▸ **Material provided**
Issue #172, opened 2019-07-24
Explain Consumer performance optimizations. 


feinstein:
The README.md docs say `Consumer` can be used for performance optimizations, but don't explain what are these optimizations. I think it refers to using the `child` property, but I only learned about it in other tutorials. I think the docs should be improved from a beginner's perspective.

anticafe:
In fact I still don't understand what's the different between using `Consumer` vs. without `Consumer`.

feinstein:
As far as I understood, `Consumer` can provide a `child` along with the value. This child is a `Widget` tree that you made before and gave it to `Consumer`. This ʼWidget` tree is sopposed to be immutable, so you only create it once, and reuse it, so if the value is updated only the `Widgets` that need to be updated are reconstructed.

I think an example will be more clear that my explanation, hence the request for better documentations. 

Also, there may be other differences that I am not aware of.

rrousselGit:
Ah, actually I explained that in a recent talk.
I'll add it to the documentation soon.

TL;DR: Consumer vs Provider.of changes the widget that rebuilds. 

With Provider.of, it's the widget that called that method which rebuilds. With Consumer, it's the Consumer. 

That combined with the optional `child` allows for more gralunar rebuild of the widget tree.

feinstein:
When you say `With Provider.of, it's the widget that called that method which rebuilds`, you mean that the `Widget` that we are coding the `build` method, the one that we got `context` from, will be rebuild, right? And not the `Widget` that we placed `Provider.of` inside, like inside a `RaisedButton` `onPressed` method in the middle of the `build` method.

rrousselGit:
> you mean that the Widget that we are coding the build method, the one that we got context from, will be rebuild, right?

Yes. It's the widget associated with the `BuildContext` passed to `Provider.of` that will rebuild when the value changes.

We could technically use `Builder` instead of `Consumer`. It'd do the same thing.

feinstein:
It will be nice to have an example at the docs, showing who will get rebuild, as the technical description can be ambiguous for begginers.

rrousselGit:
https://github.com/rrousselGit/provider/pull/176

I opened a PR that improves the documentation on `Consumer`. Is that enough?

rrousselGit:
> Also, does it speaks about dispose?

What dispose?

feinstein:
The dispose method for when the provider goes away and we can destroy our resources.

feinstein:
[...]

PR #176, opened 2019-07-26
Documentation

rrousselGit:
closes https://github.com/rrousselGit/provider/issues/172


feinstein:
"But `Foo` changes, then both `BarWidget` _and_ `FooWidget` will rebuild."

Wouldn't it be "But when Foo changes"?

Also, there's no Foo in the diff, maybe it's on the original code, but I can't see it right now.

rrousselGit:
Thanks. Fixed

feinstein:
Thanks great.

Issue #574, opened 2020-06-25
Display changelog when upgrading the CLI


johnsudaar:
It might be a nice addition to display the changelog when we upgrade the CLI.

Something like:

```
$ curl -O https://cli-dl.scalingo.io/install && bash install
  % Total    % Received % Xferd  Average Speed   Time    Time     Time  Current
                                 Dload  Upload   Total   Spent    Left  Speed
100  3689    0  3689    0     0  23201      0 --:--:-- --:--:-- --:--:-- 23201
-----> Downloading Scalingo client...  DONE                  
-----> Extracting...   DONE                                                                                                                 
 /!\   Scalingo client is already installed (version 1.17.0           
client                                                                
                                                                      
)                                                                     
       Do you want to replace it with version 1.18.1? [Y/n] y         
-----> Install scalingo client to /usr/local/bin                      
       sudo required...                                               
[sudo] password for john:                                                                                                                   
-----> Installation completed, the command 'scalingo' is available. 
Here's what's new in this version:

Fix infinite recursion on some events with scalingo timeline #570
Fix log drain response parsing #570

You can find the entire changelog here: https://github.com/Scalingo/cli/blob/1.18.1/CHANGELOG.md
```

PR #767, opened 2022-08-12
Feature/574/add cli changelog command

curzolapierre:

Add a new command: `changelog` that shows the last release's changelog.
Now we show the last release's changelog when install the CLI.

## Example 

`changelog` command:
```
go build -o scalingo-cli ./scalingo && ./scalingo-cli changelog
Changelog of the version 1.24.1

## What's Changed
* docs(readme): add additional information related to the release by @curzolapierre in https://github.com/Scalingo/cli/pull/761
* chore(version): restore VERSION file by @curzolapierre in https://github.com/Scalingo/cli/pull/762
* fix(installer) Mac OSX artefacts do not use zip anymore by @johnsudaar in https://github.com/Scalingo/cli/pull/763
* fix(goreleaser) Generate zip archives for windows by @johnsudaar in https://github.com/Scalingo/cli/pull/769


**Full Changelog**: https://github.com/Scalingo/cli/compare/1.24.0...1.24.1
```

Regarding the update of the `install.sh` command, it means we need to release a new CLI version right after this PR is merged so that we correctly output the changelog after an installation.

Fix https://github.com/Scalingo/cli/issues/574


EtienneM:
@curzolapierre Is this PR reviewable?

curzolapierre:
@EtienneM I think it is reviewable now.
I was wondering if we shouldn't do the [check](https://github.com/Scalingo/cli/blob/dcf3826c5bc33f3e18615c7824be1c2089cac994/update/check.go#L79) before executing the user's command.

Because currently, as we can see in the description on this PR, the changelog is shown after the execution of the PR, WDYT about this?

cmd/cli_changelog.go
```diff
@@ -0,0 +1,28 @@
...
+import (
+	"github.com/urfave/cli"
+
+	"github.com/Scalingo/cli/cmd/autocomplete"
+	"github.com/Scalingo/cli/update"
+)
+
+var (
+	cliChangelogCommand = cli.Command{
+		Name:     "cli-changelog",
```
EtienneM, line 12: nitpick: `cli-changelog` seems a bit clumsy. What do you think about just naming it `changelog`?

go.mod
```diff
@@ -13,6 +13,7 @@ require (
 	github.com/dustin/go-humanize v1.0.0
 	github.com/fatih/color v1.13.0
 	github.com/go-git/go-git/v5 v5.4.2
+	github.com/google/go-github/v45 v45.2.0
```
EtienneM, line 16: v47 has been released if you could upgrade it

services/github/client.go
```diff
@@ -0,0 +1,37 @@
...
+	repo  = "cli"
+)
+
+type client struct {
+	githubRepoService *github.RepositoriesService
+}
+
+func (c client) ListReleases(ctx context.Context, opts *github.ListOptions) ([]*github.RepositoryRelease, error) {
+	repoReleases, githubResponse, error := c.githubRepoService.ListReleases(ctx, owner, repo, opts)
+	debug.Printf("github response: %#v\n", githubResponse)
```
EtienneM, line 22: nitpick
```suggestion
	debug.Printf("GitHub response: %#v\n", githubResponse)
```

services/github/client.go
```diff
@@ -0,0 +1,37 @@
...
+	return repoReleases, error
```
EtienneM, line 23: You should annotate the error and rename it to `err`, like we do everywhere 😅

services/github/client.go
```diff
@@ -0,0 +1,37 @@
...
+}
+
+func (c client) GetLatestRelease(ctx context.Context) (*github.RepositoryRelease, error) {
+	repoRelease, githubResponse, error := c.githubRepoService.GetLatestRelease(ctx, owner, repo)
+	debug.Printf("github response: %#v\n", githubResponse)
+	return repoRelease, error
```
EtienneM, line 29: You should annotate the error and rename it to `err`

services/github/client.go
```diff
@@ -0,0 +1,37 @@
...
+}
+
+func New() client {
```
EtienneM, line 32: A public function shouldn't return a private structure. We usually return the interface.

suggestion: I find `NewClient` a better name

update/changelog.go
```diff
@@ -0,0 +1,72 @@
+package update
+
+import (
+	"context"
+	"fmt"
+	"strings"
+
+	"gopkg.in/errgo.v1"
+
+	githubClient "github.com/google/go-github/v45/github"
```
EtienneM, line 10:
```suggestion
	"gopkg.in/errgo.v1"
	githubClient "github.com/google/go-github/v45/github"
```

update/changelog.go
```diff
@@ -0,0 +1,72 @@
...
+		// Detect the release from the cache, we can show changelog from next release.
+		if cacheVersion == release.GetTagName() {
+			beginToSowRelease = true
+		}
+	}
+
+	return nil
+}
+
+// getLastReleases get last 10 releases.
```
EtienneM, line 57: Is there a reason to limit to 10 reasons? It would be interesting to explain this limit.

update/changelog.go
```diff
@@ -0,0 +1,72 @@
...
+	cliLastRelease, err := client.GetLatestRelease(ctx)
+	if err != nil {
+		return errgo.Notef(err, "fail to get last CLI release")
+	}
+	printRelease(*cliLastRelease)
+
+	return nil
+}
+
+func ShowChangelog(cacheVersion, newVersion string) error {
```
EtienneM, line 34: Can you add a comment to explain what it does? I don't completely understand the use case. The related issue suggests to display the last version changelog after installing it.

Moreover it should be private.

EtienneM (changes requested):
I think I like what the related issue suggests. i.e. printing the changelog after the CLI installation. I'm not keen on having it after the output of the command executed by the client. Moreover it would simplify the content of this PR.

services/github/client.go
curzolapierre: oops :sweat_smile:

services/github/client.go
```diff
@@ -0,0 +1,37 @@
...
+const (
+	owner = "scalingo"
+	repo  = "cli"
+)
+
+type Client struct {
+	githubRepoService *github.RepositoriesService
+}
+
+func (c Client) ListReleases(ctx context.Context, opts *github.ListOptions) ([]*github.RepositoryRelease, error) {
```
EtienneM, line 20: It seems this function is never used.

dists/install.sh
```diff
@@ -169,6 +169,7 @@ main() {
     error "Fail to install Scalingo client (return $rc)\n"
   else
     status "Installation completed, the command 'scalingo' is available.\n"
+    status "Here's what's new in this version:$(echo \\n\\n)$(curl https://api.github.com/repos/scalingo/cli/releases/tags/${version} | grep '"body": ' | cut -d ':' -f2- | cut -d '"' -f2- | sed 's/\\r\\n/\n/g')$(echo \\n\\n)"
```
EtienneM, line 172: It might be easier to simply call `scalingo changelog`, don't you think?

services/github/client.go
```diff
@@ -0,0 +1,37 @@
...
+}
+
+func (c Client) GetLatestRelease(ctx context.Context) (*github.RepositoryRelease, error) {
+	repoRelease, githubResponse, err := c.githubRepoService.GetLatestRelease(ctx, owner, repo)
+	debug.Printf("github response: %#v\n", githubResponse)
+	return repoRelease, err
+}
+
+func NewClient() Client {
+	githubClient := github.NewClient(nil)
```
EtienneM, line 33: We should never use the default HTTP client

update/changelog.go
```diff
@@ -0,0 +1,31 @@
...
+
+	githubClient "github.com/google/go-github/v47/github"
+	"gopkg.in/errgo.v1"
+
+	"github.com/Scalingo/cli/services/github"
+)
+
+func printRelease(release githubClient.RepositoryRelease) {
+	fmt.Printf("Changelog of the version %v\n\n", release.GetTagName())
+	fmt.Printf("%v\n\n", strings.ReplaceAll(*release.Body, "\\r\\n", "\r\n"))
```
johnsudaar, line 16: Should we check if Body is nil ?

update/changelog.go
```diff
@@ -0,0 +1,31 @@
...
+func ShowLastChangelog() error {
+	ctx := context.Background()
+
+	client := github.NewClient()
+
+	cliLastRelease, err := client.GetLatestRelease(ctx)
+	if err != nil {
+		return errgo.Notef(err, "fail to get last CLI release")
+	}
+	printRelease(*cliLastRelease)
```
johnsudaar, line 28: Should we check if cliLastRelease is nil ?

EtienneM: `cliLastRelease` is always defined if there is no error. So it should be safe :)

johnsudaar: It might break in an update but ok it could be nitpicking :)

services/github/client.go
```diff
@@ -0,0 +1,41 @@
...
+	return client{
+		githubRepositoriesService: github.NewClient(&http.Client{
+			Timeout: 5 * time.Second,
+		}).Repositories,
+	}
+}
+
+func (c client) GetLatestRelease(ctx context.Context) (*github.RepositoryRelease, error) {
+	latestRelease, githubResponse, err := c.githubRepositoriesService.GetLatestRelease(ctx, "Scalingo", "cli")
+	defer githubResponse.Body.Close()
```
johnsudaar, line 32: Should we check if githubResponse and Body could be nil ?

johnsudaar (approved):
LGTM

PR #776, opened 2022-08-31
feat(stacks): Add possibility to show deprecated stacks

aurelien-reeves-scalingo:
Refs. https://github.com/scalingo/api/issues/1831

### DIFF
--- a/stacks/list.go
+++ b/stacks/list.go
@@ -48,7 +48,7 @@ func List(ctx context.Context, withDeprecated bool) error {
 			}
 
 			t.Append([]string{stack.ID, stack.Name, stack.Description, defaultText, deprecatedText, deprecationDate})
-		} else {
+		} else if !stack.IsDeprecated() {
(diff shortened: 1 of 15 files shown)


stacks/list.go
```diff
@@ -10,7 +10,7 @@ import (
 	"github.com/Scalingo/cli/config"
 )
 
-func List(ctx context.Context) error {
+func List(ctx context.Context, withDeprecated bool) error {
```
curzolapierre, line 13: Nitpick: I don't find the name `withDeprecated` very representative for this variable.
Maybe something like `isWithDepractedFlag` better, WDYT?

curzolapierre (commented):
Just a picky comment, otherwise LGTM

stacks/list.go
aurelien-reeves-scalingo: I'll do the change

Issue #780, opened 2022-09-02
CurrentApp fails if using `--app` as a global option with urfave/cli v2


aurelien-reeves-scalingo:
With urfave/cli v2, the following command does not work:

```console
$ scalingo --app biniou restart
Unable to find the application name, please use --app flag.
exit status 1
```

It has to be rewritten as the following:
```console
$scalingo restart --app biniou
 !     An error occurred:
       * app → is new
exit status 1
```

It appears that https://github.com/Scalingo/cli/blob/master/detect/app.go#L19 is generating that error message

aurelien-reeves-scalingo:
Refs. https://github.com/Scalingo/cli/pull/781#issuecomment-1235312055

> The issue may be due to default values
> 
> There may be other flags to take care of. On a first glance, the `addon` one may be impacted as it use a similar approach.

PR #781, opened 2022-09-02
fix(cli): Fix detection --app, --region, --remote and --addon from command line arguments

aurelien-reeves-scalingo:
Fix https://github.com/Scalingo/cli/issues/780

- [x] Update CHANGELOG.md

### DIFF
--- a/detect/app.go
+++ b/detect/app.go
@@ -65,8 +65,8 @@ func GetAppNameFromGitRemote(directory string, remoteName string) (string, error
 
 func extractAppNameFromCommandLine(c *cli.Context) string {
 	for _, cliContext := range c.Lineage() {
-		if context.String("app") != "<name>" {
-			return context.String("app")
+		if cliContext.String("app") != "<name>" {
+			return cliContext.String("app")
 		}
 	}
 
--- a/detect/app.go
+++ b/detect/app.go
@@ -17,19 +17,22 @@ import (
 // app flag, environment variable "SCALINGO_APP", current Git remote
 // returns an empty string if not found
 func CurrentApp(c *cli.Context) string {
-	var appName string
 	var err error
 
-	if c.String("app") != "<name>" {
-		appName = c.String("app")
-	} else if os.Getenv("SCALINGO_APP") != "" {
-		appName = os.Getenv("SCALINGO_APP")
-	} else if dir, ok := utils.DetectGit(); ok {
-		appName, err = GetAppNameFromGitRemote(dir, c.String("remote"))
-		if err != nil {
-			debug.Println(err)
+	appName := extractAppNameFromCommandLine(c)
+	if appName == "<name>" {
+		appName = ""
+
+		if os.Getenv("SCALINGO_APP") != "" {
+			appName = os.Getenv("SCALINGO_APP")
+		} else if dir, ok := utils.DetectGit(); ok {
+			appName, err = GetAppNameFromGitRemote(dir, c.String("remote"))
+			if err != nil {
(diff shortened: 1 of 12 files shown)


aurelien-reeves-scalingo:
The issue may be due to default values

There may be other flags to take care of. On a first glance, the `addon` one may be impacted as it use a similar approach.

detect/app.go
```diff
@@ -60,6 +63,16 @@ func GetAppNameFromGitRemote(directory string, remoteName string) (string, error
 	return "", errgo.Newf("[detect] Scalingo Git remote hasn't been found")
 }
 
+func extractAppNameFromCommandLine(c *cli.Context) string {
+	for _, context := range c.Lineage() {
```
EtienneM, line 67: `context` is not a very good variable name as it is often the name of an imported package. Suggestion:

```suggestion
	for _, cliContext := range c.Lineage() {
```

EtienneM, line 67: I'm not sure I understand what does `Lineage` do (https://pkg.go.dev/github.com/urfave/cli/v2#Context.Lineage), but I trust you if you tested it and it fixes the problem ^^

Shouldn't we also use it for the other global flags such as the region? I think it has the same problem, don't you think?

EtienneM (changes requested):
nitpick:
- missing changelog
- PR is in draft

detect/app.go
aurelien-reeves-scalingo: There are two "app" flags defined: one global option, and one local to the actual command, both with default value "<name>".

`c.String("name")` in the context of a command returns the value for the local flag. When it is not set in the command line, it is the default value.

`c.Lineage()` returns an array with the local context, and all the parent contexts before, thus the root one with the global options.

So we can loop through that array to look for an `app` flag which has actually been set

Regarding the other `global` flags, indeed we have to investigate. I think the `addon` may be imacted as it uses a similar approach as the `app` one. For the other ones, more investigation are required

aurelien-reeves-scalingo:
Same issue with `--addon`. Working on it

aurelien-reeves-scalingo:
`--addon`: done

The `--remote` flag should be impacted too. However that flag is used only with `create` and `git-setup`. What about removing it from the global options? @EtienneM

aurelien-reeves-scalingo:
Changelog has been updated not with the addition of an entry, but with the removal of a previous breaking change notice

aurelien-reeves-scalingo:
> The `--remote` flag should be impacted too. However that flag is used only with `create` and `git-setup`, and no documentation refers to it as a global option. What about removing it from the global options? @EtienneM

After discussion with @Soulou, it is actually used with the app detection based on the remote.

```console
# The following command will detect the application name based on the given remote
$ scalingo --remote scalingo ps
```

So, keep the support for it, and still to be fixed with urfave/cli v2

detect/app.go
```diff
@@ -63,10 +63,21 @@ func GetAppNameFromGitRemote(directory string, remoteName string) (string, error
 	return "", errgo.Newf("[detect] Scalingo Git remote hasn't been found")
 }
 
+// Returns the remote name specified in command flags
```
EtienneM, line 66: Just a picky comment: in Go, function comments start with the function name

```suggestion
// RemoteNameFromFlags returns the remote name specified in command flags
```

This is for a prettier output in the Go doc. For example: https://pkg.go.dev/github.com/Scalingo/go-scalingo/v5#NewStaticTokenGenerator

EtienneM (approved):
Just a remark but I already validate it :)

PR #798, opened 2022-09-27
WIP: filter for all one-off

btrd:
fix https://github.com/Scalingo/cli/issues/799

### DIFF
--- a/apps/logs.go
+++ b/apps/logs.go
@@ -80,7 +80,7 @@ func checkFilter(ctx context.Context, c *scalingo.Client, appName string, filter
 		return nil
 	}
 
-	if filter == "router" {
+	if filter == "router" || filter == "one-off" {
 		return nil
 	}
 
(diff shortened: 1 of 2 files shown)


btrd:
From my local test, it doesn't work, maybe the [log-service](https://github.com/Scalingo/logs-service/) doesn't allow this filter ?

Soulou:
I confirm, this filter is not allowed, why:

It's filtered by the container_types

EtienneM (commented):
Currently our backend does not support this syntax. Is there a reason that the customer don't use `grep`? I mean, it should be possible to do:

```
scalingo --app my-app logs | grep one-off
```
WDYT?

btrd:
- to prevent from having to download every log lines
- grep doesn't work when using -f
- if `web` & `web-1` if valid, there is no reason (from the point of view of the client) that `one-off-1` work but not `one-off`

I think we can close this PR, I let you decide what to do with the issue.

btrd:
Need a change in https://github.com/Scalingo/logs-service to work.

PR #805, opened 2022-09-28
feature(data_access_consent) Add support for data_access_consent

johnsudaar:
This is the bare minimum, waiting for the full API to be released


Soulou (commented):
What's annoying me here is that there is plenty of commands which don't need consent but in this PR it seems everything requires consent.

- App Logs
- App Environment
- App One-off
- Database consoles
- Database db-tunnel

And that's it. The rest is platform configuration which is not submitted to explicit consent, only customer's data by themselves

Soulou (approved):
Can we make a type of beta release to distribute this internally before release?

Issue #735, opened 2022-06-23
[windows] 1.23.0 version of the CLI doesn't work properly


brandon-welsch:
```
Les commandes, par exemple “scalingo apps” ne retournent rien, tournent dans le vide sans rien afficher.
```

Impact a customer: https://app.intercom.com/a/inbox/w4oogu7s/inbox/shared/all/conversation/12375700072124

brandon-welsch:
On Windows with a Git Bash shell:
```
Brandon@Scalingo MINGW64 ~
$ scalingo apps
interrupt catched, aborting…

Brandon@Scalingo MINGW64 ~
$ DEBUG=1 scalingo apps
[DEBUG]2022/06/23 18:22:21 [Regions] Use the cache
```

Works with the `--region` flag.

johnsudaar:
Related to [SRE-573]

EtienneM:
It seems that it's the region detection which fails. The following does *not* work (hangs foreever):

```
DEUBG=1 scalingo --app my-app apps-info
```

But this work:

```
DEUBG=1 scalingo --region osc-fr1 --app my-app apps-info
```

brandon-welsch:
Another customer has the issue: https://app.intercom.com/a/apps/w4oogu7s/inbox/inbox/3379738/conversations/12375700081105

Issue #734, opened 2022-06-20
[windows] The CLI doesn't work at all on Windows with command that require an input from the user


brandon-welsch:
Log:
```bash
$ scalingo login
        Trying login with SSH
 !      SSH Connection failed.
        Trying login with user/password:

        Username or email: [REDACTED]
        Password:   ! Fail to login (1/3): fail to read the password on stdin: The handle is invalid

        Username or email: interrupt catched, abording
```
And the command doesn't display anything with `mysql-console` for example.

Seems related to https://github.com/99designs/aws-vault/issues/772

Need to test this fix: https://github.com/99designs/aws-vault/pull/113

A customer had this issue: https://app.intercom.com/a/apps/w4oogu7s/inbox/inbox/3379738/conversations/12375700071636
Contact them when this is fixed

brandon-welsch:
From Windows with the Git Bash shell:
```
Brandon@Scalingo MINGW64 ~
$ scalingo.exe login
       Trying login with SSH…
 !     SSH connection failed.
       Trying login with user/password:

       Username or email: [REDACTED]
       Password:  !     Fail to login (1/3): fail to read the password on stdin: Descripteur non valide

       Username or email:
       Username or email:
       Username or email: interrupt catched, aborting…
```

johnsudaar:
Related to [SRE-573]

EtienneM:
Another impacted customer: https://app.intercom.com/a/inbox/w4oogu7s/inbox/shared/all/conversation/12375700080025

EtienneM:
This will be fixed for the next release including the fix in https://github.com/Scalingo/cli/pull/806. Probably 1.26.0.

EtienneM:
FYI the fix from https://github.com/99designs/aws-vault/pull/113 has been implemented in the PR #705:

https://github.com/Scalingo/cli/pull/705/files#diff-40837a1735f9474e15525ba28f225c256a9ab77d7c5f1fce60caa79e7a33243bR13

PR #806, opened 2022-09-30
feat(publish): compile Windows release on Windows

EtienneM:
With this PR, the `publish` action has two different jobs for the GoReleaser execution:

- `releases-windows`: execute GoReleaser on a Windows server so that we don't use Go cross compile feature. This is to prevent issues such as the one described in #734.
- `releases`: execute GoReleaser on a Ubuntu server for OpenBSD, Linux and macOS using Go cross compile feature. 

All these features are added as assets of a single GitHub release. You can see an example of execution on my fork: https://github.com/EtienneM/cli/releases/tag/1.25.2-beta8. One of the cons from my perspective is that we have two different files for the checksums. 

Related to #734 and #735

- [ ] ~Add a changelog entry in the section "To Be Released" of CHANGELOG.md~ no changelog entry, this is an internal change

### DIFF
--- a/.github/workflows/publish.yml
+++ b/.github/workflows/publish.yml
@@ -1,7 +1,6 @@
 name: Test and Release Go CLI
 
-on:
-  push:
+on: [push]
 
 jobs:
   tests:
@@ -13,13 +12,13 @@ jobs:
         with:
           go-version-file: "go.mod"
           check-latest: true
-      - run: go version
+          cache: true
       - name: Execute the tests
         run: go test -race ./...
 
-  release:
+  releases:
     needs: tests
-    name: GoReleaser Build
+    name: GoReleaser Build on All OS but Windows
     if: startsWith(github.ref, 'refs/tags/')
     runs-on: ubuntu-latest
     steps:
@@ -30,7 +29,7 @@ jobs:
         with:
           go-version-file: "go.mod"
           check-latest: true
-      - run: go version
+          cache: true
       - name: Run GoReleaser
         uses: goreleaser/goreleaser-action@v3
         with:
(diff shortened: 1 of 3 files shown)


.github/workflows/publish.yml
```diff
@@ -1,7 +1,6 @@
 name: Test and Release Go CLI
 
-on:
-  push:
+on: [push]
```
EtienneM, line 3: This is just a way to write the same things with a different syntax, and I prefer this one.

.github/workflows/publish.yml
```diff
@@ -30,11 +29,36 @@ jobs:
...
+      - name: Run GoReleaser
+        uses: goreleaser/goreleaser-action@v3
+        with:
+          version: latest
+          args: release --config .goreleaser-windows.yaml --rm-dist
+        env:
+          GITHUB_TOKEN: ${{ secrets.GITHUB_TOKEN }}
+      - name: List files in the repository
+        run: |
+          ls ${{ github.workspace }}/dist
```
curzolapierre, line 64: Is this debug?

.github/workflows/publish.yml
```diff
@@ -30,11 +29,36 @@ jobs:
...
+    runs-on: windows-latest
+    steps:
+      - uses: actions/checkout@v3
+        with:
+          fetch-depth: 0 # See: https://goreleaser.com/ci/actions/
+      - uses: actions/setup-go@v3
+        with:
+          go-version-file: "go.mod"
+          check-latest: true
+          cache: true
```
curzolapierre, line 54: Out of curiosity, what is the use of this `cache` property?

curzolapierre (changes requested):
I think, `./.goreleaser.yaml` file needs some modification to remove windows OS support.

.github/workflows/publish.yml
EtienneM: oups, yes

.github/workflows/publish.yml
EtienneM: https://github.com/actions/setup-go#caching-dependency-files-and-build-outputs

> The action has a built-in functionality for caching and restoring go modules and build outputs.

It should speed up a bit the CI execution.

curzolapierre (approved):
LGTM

▸ **Work request**
Each line that contains the string "WDYT" should be copied from the data above.

▸ **Finished exercise**
Because currently, as we can see in the description on this PR, the changelog is shown after the execution of the PR, WDYT about this?
Maybe something like `isWithDepractedFlag` better, WDYT?
WDYT?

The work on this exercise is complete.